SUPPLIED RECORDS ::
PR #360, opened 2017-10-23
Add specific exception type for when the Kafka Consumer Actor is terminated

rgcase:
When the `KafkaConsumerActor` dies the stream stage would fail with `new Exception("Consumer actor terminated")`. This is more DRY and gives an exception type that can be matched on, rather than having to do something more awkward like 
```
case ex: Exception if ex.getMessage.contains("Consumer actor terminated") => ...
```

### DIFF
--- a/core/src/main/scala/akka/kafka/ConsumerActorTerminatedException.scala
+++ b/core/src/main/scala/akka/kafka/ConsumerActorTerminatedException.scala
@@ -1,0 +1,7 @@
+/*
+ * Copyright (C) 2014 - 2016 Softwaremill <http://softwaremill.com>
+ * Copyright (C) 2016 Lightbend Inc. <http://www.lightbend.com>
+ */
+package akka.kafka
+
+class ConsumerActorTerminatedException extends Exception("Consumer actor terminated")
--- a/core/src/main/scala/akka/kafka/ConsumerFailed.scala
+++ b/core/src/main/scala/akka/kafka/ConsumerFailed.scala
@@ -4,4 +4,4 @@
  */
 package akka.kafka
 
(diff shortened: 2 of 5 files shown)


core/src/main/scala/akka/kafka/ConsumerActorTerminatedException.scala
```diff
@@ -0,0 +1,7 @@
+/*
+ * Copyright (C) 2014 - 2016 Softwaremill <http://softwaremill.com>
+ * Copyright (C) 2016 Lightbend Inc. <http://www.lightbend.com>
+ */
+package akka.kafka
+
+class ConsumerActorTerminatedException extends Exception("Consumer actor terminated")
```
raboof: I agree a raw exception is a bit crude, on the other hand this seems rather specific and 'leaks implementation details' - allowing you to match on this specific exception makes it harder for us to refactor safely later.

Could we come up with a broader category of problems that we could put this exception under? What was the context in which you wanted to treat the "Consumer actor terminated" problem differently from any other problems?

patriknw: I agree with both. We should have a more specific exception, but still name it less implementation specific.
`ConsumerFailed`?

It should be a `RuntimeException`.

rgcase: A more general and less implementation specific name makes sense to me. Unfortunately I think we have to leave the message the same because there's probably already plenty of code out there with `if ex.getMessage.contains("Consumer actor terminated") => ...`. I like `ConsumerFailed`.

rgcase:
Should I squash commits or does someone do that on merge?

raboof:
We can have github take care of that on merge :+1:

ABOUT THIS EXERCISE :: Set down every line of the listing again, exactly.

RESPONSE ::
PR #360, opened 2017-10-23
Add specific exception type for when the Kafka Consumer Actor is terminated

rgcase:
When the `KafkaConsumerActor` dies the stream stage would fail with `new Exception("Consumer actor terminated")`. This is more DRY and gives an exception type that can be matched on, rather than having to do something more awkward like 
```
case ex: Exception if ex.getMessage.contains("Consumer actor terminated") => ...
```

### DIFF
--- a/core/src/main/scala/akka/kafka/ConsumerActorTerminatedException.scala
+++ b/core/src/main/scala/akka/kafka/ConsumerActorTerminatedException.scala
@@ -1,0 +1,7 @@
+/*
+ * Copyright (C) 2014 - 2016 Softwaremill <http://softwaremill.com>
+ * Copyright (C) 2016 Lightbend Inc. <http://www.lightbend.com>
+ */
+package akka.kafka
+
+class ConsumerActorTerminatedException extends Exception("Consumer actor terminated")
--- a/core/src/main/scala/akka/kafka/ConsumerFailed.scala
+++ b/core/src/main/scala/akka/kafka/ConsumerFailed.scala
@@ -4,4 +4,4 @@
  */
 package akka.kafka
 
(diff shortened: 2 of 5 files shown)


core/src/main/scala/akka/kafka/ConsumerActorTerminatedException.scala
```diff
@@ -0,0 +1,7 @@
+/*
+ * Copyright (C) 2014 - 2016 Softwaremill <http://softwaremill.com>
+ * Copyright (C) 2016 Lightbend Inc. <http://www.lightbend.com>
+ */
+package akka.kafka
+
+class ConsumerActorTerminatedException extends Exception("Consumer actor terminated")
```
raboof: I agree a raw exception is a bit crude, on the other hand this seems rather specific and 'leaks implementation details' - allowing you to match on this specific exception makes it harder for us to refactor safely later.

Could we come up with a broader category of problems that we could put this exception under? What was the context in which you wanted to treat the "Consumer actor terminated" problem differently from any other problems?

patriknw: I agree with both. We should have a more specific exception, but still name it less implementation specific.
`ConsumerFailed`?

It should be a `RuntimeException`.

rgcase: A more general and less implementation specific name makes sense to me. Unfortunately I think we have to leave the message the same because there's probably already plenty of code out there with `if ex.getMessage.contains("Consumer actor terminated") => ...`. I like `ConsumerFailed`.

rgcase:
Should I squash commits or does someone do that on merge?

raboof:
We can have github take care of that on merge :+1:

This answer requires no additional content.